Trotzdem bekommst du für 800 Euro wenn du selber baust einfach mehr fürs Geld.

BSP.: Gaming ohne OC - 750 Euro | Geizhals.at Deutschland + Win 7
oder Musterconfigs von Schnitzel: *Intel 750€ Warenkorb bei Geizhals* + Win 7


----------



## FeSc (14. März 2012)

Für das Budget würde ich mir den Pc hier zusammenstellen lassen und selbst zusammenbauen. 
Der AMD-Prozessor ist zum Spielen nicht das Gelbe vom Ei, ebenso ist das NT nicht so zu empfehlen.
Nenn uns ein Budget und die Auflösung deines Monitors und den Verwendungszweck und wir basteln dir was schönes zusammen.

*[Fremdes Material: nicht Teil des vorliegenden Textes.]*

PR #7732, opened 2025-11-30
fix: Cropping with Imagick

### LINKED ISSUE #7657: Imagick: Wrong cropping without focal point
## Description  
We’ve noticed that when using the **Imagick thumb driver** and **no focus point** is selected, cropping doesn’t work correctly for certain image dimensions.  
In those cases, the image is only **resized** but not **cropped**.  

**Expected behavior**  
The image should be cropped to the specified dimensions, not just resized.

---

## To Reproduce  

1. Set up the Starterkit  
2. Set the thumb driver to **Imagick**  
3. Go to `site/templates/home.php`  
4. Change line 48 from `resize` to `crop`  
5. Clear the `media` folder  
6. Check the images on the home page (e.g. *mountains* is `1024x683` instead of `1024x1024`)  

---

## Your Setup  

**Kirby Version**  
`5.1.3`

**PHP Version**  
`8.4.14`

**System Information**  
- **Device:** Desktop  
- **OS:** Windows 11  
- **Browser:** Chrome  
- **Version:** 142.0.7444.60 (Official Build) (64-bit)

---

## Additional Context  

We’ve reviewed the `Imagick.php` class and tried to fix the issue ourselves.  
We came up with the following possible solution:  

🔗 [Imagick.php – relevant lines](https://github.com/getkirby/kirby/blob/main/src/Image/Darkroom/Imagick.php#L216-L225)

```php
//$landscape = $options['width'] >= $options['height'];

// $image->thumbnailImage(
//     $landscape ? $options['width'] : $image->getImageWidth(),
//     $landscape ? $image->getImageHeight() : $options['height'],
//     true
// );

$sourceWidth = $image->getImageWidth();
$sourceHeight = $image->getImageHeight();

$sourceRatio = Focus::ratio(
    $sourceWidth,
    $sourceHeight
);
$targetRatio = Focus::ratio(
    $options['width'],
    $options['height']
);

$resizeWidth = $options['width'];
$resizeHeight = $options['height'];
if ($sourceRatio > $targetRatio) {
    $resizeWidth = (int)round($resizeHeight * $sourceRatio);
} else {
    $resizeHeight = (int)round($resizeWidth / $sourceRatio);
}

$image->thumbnailImage(
    $resizeWidth,
    $resizeHeight,
    true
);

//$image->setGravity($gravity);

$image->cropImage(
    $options['width'],
    $options['height'],
    abs($resizeWidth - $options['width']) / 2,
    abs($resizeHeight - $options['height']) / 2
);

```

According to our findings, the gravity also needs to be calculated manually, since setGravity in Imagick does not behave the same way as the --gravity flag in ImageMagick.

The calculation of the crop start points in the example above is only implemented for the center position and was fixed for testing purposes.
The remaining gravity options would need to be implemented accordingly.

distantnative:
## Description

I tried a version where I refactored a lot of code to include the focus crop logic also in the Dimensions class. I still think this should be our goal but it got very messy and I realized that it would be too big of a change for v5.2.

Maybe I can give it another try for v6.

However, this smaller fix should align the cropping across all three darkroom drivers.

### ✨ Enhancements

- New `Kirby\Image\Gravity` enum

### 🐛 Bug fixes

- Fixed cropping with `imagick` thumb driver 

### For review team

### DIFF
--- a/src/Image/Darkroom/GdLib.php
+++ b/src/Image/Darkroom/GdLib.php
@@ -45,17 +45,9 @@ class GdLib extends Darkroom
 	 */
 	protected function resize(SimpleImage $image, array $options): SimpleImage
 	{
-		// just resize, no crop
-		if ($options['crop'] === false) {
-			return $image->resize($options['width'], $options['height']);
-		}
-
-		// crop based on focus point
-		if ($options['crop'] !== null) {
-			// get crop coords for focal point:
-			// if image needs to be cropped, crop before resizing
+		if ($crop = $options['crop'] ?? null) {
 			if ($focus = Focus::coords(
-				$options['crop'],
+				$crop,
 				$options['sourceWidth'],
 				$options['sourceHeight'],
 				$options['width'],
@@ -72,7 +64,8 @@ class GdLib extends Darkroom
 			return $image->thumbnail($options['width'], $options['height']);
 		}
 
-		return $image;
+
+		return $image->resize($options['width'], $options['height']);
 	}
 
 	/**
--- a/src/Image/Darkroom/GdLib.php
+++ b/src/Image/Darkroom/GdLib.php
@@ -51,7 +51,7 @@ class GdLib extends Darkroom
 		}
 
 		// crop based on focus point
-		if (Focus::isFocalPoint($options['crop']) === true) {
+		if ($options['crop'] !== null) {
 			// get crop coords for focal point:
 			// if image needs to be cropped, crop before resizing
 			if ($focus = Focus::coords(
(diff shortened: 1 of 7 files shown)


bastianallgeier (commented):
It's quite a big change, but looks good to me from what I can see in the code. I think it would be really useful though if we had a test setup in the lab where we can compare all the gravity positions. I really like that this is simplifying our gravity and focus point code quite a bit.

distantnative:
It's still a small change compared to what would be a clean and good solution. But that would be way too big for a minor release. So I went with something smaller - still seems to be big :D

bastianallgeier:
Big is relative here. It's big because the Image classes are such a mess and every change feels hard to review. I think my main stomache ache is coming from the changes for the imagemagick command because it caused so many issues before.

bastianallgeier (approved):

Edit:schon wieder zu langsam
Die Zusammenstellung ist top.


----------



## Nilos (14. März 2012)

ACDSee schrieb:


> Der Preis ist für nen kompletten recht ansprechend, die Komponenten sind auch nicht so schlecht und relativ gut aufeinander abgestimmt.
> Trotzdem bekommst du für 800 Euro wenn du selber baust einfach mehr fürs Geld.
> 
> BSP.: Gaming ohne OC - 750 Euro | Geizhals.at Deutschland + Win 7
> oder Musterconfigs von Schnitzel: *Intel 750€ Warenkorb bei Geizhals* + Win 7


 
Gibt es denn irgendeinen Hersteller der für einen den zusammengestellten Zusammenbaut? Habe es bisher bei 2x Anbietern gefunden

1x Mindfactory für ca. 60euro

1x hardwareversand.de ca. 10euro

Wie können da solche Preisunterschiede zustande kommen?


----------



## Softy (14. März 2012)

Bei hardwareversand.de sind es 20€ für die Montage, bei mindfactory glaub 80€. Der Preisunterschied kommt v.a. dadurch zustande, dass hardwareversand.de keine schweren CPU-Kühler montiert (bis max. 400 Gramm). Mindfactory verbaut manche schweren CPU-Kühler, daher ist dort der Zusammenbau (und aufwändigere Sicherung für den Transport) teurer.


----------



## ACDSee (14. März 2012)

Alternate macht das auch. Hardwareversand wirbt aktiv damit, dass sie Rechner zusammenschrauben und leben ganz gut davon.
dafür sind die Hardwarepreise im Schnitt etwas höher als bei Mindfactory.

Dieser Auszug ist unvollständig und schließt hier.